Wednesday, December 8, 2010

Today should have been your first birthday. So many things that could have been,should have been.

I have no more words for today. Happy what should have been.

Saturday, October 23, 2010

It's OK

Sometimes it seems like it was someone else because there are days I can think and speak of my expirience and not cry. I often try to push  it away, to the back darkest portion of my mind where maybe it won't hurt as much,but that memory never fades.The memory I cant even speak of because other people wouldnt be able to handle it .But ya know just because you don't speak of something doesn't make it any less real.I  wish I  had taken more time to hold her, to talk to her to cherish how utterly perfect she was.I wish i was someone else. I wish for so many things but above all else I wish Ruth had been given a chance to live, to be a little girl and grow up feeling the love her daddy and I have for her.
Life has take quite a turn since Ruth was born. I thought back then that my heart couldn't hurt any more than it was I thought I was at my lowest point, what little I knew. There was so much more pain to be had so much more darkness to engulf me and hold me in it's grasp so tightly I thought I would never see light again....and I didn't want to. I wanted to stay curled up in my bed,my new bed in that hotel room, hidden away from a world I now hated. And I did. For weeks I hid with the curtains drawn tight so no sun could enter. I very rarely went outside. I lost 41 pounds. I didn't sleep until finally  I went to the Dr and got some help...for the lack of sleep at least .For the rest there was no one that could really help. Amebien became my best friend, Ambein and Xanax. I want to write the Dr who prescribed them a letter to thank her for saving me from myself. Without the constant support of my friends and those little pills I am not sure where I would be today. But here I am. I am OK.  I am happy. I have my life back. It's not the life I was expecting just a year and a half ago. There is no Ruth, there is no Willie there is no more house no garden no  family here with me. I am in an apartment with just pictures and memories of that life I thought I wanted, But I am ok. It's ok. I knew somewhere in the furthest corner of my mind, and I was right. I have moved on to this new place with a lighter heart a stronger sense of who I am and who I want to be and  I have my  Ruthie girl to thank for that. Without her Willie and I would be in that same place and it's not a place  that was good for either of us and despite the pain leaving caused, it's OK. I am ok. 

Wednesday, August 4, 2010

It is her  Birthday today, in exactly three hours. Everything has changed. I am in a better place but my heart is still heavy, I guess it always will be. I made it through her due date and through the holidays... and mothers day.How am I going to make it through THIS day though? Sarah ran the Eugene marathon  and qualified for Boston,she ran for Ruth. She recently hit 500 miles, 500 miles running for Ruth. Sometimes I feel like Sarah does more to honor her and keep her memory alive than I do. Sarah gives me strength  when I have none and a shoulder to cry one when I need one.I don't think I ever knew the depths of our friendship until Ruth. Another thing I have to thank my Angel for.
I am thankful she made me a mother, that she chose me to be her mommy. I am thankful for the new found love I discovered when I became pregnant. A love so deep, so pure  that words can not describe it. A mothers love truly goes beyond words, I know that now,because of Ruth.
Today it has been one year since I held her her tiny perfect body in my arms. One year since I said goodbye to the dreams Willie and I had for our little girl. One year since pain beyond measure struck my heart so hard so fast I never thought I would be the same. I guess I never really will be the same as before, after all before this day one year ago I wasn't a mommy to a tiny perfect angel.
Happy First Birthday Ruth. I love you to the Moon and back.
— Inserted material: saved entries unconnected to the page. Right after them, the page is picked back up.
PR #145, opened 2024-07-03
hotfix: use strings.TrimPrefix() for relative paths

rebornplusplus:
Use ``strings.TrimPrefix()`` for relative paths instead of ``strings.TrimLeft()``, since ``TrimLeft`` takes in a cutset instead of a prefix sub-string.

In this particular case, if the ``--root`` (output) directory is ``/tmp/foo`` and we are determining the relative path for ``/tmp/foo/tmp-foo``, the relative path would result in ``/-foo`` since ``/tmp/foo/tmp`` would be matched by the ``/tmp/foo/`` cutset.

This results in a flawed map of ``knownPaths`` inside slicer.go, which is only checked by the mutation script functions such as ``content.list()``.

This commit fixes said bug.

### DIFF
--- a/internal/slicer/slicer_test.go
+++ b/internal/slicer/slicer_test.go
@@ -1025,8 +1025,7 @@ var slicerTests = []slicerTest{{
 	summary: "Relative paths are properly determined during extraction",
 	slices:  []setup.SliceKey{{"test-package", "myslice"}},
 	pkgs: map[string][]byte{
-		"test-package": testutil.MustMakeDeb(append(
-			testutil.TestPackageEntries,
+		"test-package": testutil.MustMakeDeb([]testutil.TarEntry{
 			// This particular path starting with "/foo" is chosen to test for
 			// a particular bug; which appeared due to the usage of
 			// strings.TrimLeft() instead strings.TrimPrefix() to determine a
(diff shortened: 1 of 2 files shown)


internal/slicer/slicer_test.go
```diff
@@ -616,6 +616,19 @@ var slicerTests = []slicerTest{{
 }, {
 	summary: "Can list parent directories of normal paths",
 	slices:  []setup.SliceKey{{"test-package", "myslice"}},
+	pkgs: map[string][]byte{
+		"test-package": testutil.MustMakeDeb(append(
+			testutil.TestPackageEntries,
+			// This particular path starting with "/check" is chosen to test for
```
letFunny, line 622: I think relying on the fact that `c.MkDir` creates a directory named `check-` is not something that we want to do, if the library changes that internal implementation detail then the test is not meaningful.

Maybe it is feasible to do it by changing `o.TargetDir` using the `test.hackopt` field. You can then add characters there.

internal/slicer/slicer_test.go
```diff
@@ -616,6 +616,19 @@ var slicerTests = []slicerTest{{
...
+			// a particular bug; which appeared due to the usage of
+			// strings.TrimLeft() instead strings.TrimPrefix() to determine a
+			// relative path. Since TrimLeft takes in a cutset instead of a
+			// prefix, the desired relative path was not produced. The check.v1
+			// module creates temporary path with the word "check" within. Thus,
+			// this particular path reproduced the bug.
+			testutil.Dir(0755, "./check-foo/"),
```
letFunny, line 629: Can we make this a separate regression test with only this entry? That might be easier to read and the output of the tests would be much more self-contained.

letFunny (changes requested):
Thank you Rafid for doing your due diligence and for submitting the bugfix so quickly!

internal/slicer/slicer_test.go
rebornplusplus: Alright, yeah that would be better. I will update it soon.

rebornplusplus: Updated in https://github.com/canonical/chisel/pull/145/commits/5fe11069c55975da90c79d69b1dd705389302e49.

internal/slicer/slicer_test.go
rebornplusplus: Moved in https://github.com/canonical/chisel/pull/145/commits/5fe11069c55975da90c79d69b1dd705389302e49.

letFunny (approved):
Thanks, LGTM!

cjdcordeiro (approved):
Thanks for the fix @rebornplusplus .

niemeyer (approved):
Good catch, thanks Rafid.

PR #147, opened 2024-07-12
chore: update spread test to latest release changes

letFunny:

-----

### DIFF
--- a/tests/basic/task.yaml
+++ b/tests/basic/task.yaml
@@ -5,15 +5,18 @@ execute: |
   mkdir -p $rootfs_folder
   chisel cut --release ${OS}-${RELEASE} \
     --root $rootfs_folder ca-certificates_data openssl_bins
-  
+
   # make sure $rootfs_folder is not empty
   ls ${rootfs_folder}/*
 
   # with the ca-certificates mutation script, we can assert that:
   # - etc/ssl/certs/ca-certificates.crt is not empty
   # - usr/share/ca-certificates/mozilla/ does not exist
-  test -s ${rootfs_folder}/etc/ssl/certs/ca-certificates.crt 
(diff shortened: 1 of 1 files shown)


tests/basic/task.yaml
```diff
@@ -5,15 +5,18 @@ execute: |
...
   # make sure $rootfs_folder is not empty
   ls ${rootfs_folder}/*
 
   # with the ca-certificates mutation script, we can assert that:
   # - etc/ssl/certs/ca-certificates.crt is not empty
   # - usr/share/ca-certificates/mozilla/ does not exist
-  test -s ${rootfs_folder}/etc/ssl/certs/ca-certificates.crt 
-  test ! -d ${rootfs_folder}/usr/share/ca-certificates/mozilla 
+  test -s ${rootfs_folder}/etc/ssl/certs/ca-certificates.crt
+  if [[ "${RELEASE}" != "24.04" ]]
```
cjdcordeiro, line 16: This might also be changing for other releases, so if you want to get it fixed right now, I'd suggest removing the check (thus only relying on the `test` from above, or testing another slice that also has mutation scripts and is simpler (less controversial) than this one (like `base-passwd` for eg)

cjdcordeiro (changes requested):

tests/basic/task.yaml
letFunny: Done in https://github.com/canonical/chisel/pull/147/commits/cbe7c37adb22d83fdc1ea8536cf9ac4d63b7ad08, please tell me what you think.

cjdcordeiro (approved):
LGTM. Thanks :)

rebornplusplus (approved):
Looks good to me!

PR #150, opened 2024-07-29
fix: deprecate "chisel-v1" format

letFunny:
This commit depreciates support for the "chisel-v1" format in chisel. Notably the following fields/values are no longer supported:

    - The "chisel-v1" value for top-level field "format". Use "v1"
      instead.
    - The "<archive>.v1-public-keys" field. Use "<archive>.public-keys"
      instead.
    - The top-level "v1-public-keys" field. Use "public-keys" instead.

BREAKING CHANGE: New versions of chisel which includes this commit will
    no longer support the "chisel-v1" format in chisel-releases. Either
    update the "chisel.yaml" file in chisel-releases or use a lower
    version which does not have this commit.

-----

### DIFF
--- a/internal/setup/setup_test.go
+++ b/internal/setup/setup_test.go
@@ -3,6 +3,7 @@ package setup_test
 import (
 	"os"
 	"path/filepath"
+	"strings"
 
 	"golang.org/x/crypto/openpgp/packet"
 	. "gopkg.in/check.v1"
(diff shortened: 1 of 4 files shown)


internal/setup/setup_test.go
```diff
@@ -1562,44 +1562,42 @@ var setupTests = []setupTest{{
...
+					suites: [jammy]
+					v1-public-keys: [test-key]
+					default: true
+			v1-public-keys:
+				test-key:
+					id: ` + testKey.ID + `
+					armor: |` + "\n" + testutil.PrefixEachLine(testKey.PubKeyArmor, "\t\t\t\t\t\t") + `
+		`,
+	},
+	relerror: `chisel.yaml: unknown format "chisel-v1"`,
```
letFunny, line 1583: [Question for reviewer]: The only question is whether we should introduce a better error message for `chisel-v1` that says something like "consider an update if available" just like we do for invalid `generate: ` values.

niemeyer: Per the conversation we had, to introduce such a message we need to do that at the very top layer, in the user interface itself (CLI, or GUI) as otherwise we cannot tell the context in which the library/package is being used. Even there, sometimes it may be misleading as the tool may be leveraged in servers and the error reported in a way that is impossible for the receiver of the message to act on the suggestion. For that kind of reason, it is usually better to report the error with a good error message which allows the reader to grasp what is going on by themselves, which seems like the case here already.

niemeyer (approved):
Looks good, thank you.

PR #151, opened 2024-07-29
feat: handle hardlinks

letFunny:
This commit enables Chisel to be able to handle hardlinks and extract them from package tarballs.

At the moment, if a slice is extracting a hardlink it also needs to extract the file that it points to, either as part of that slice or in its essentials.

-----


letFunny:
For better bookkeeping, we will raise a new PR once we have all the changes ready, this one is getting too out of sync and the ideas are different.

PR #155, opened 2024-08-28
chore: publish release checksums

### LINKED ISSUE #122: Checksums for release assets?
Do you have checksums for the assets available at https://github.com/canonical/chisel/releases that can be published?

rebornplusplus:
On release events, publish checksum of the binary tarballs that we already publish.

Closes #122.

### DIFF
--- a/.github/workflows/build.yml
+++ b/.github/workflows/build.yml
@@ -89,17 +89,17 @@ jobs:
           CHISEL_VERSION: ${{ steps.build.outputs.CHISEL_VERSION }}
         run: |
           ARCHIVE_FILE=chisel_${CHISEL_VERSION}_${GOOS}_${GOARCH}.tar.gz
-          ARCHIVE_FILE_CKSUM="${ARCHIVE_FILE}.sha384"
+          ARCHIVE_FILE_SHA384="${ARCHIVE_FILE}.sha384"
           echo "Creating archive $ARCHIVE_FILE"
 
           mkdir -p dist/build
           cp chisel LICENSE README.md dist/build
           find dist/build -printf "%P\n" | tar -czf dist/$ARCHIVE_FILE --no-recursion -C dist/build -T -
-          cd dist/ && sha384sum "${ARCHIVE_FILE}" > "${ARCHIVE_FILE_CKSUM}" && cd -
+          cd dist/ && sha384sum "${ARCHIVE_FILE}" > "${ARCHIVE_FILE_SHA384}" && cd -
 
           # Share variables with subsequent steps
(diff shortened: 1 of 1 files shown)


.github/workflows/build.yml
```diff
@@ -89,27 +89,34 @@ jobs:
           CHISEL_VERSION: ${{ steps.build.outputs.CHISEL_VERSION }}
         run: |
           ARCHIVE_FILE=chisel_${CHISEL_VERSION}_${GOOS}_${GOARCH}.tar.gz
+          ARCHIVE_FILE_CKSUM="${ARCHIVE_FILE}.sha384"
```
cjdcordeiro, line 92:
```suggestion
          ARCHIVE_FILE_SHA384="${ARCHIVE_FILE}.sha384"
```

CKSUM is a different algorithm

.github/workflows/build.yml
```diff
@@ -89,27 +89,34 @@ jobs:
...
           echo "Creating archive $ARCHIVE_FILE"
 
           mkdir -p dist/build
           cp chisel LICENSE README.md dist/build
           find dist/build -printf "%P\n" | tar -czf dist/$ARCHIVE_FILE --no-recursion -C dist/build -T -
+          cd dist/ && sha384sum "${ARCHIVE_FILE}" > "${ARCHIVE_FILE_CKSUM}" && cd -
 
           # Share variables with subsequent steps
           echo "ARCHIVE_FILE=${ARCHIVE_FILE}" >>$GITHUB_OUTPUT
+          echo "ARCHIVE_FILE_CKSUM=${ARCHIVE_FILE_CKSUM}" >>$GITHUB_OUTPUT
```
cjdcordeiro, line 102: we probably should improve the code maintainability here, cause `dist/` is hardcoded throughout 3 different steps.

It would be better to simply include `dist/` as part of the variable names such that the following artifacts and release assets don't need to assume that prefix.

cjdcordeiro (changes requested):
Thanks for this ;) 

Just a couple of small corrections/improvements

.github/workflows/build.yml
rebornplusplus: Thanks, changed.

.github/workflows/build.yml
rebornplusplus: Good point. Fixed in https://github.com/canonical/chisel/pull/155/commits/b2fa5d521dcbfe2d602e26160d3f418f4087773a. Instead of placing the tarballs in `dist/`, placing the tarballs in workdir.

cjdcordeiro (approved):
LGTM thanks for the changes

cjdcordeiro:
Discussed offline and deemed ready to go.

Thursday, January 14, 2010

A late Post, Written on 11/27

I still miss you. I still want to cry and kick and scream just to feel something other than the crushing sadness in my heart, but I don't.I have learned to get through most days without crying I get up and go to work every day and smile and fegin a happiness that isn't there but that some think should be. I thought I had this safe haven at home in my bed where I could cry and be sad and mourn my loss but I've come to find out that even there isn't a safe place, even Willie thinks I should be doing more, trying harder and finds it unacceptable that I just want to sleep.He doesn't know that it even follows me into my sleep, but there at least it's not as bad.  I skipped Thanksgiving becuse the thought of being around the kids and family was too painful. I don't think anyone understands except those other mothers who have stood where I stand. Who have cradled their lifeless baby in thier arms. Only those women seem to understand why I wouldn't want to celebrate a Holiday made for giving Thanks. I didn't intend to skip it, it just happend. With my due date less than two weeks away the sadness is begining to consume me all over again and I couldn't get out of bed. But then I did. I got up and cleaned. I cleaned all the things that never get cleaned, the blinds and the shutters the couch cover etc.  Then I went back to bed but at least i did something right?  But I guess it was too little too late.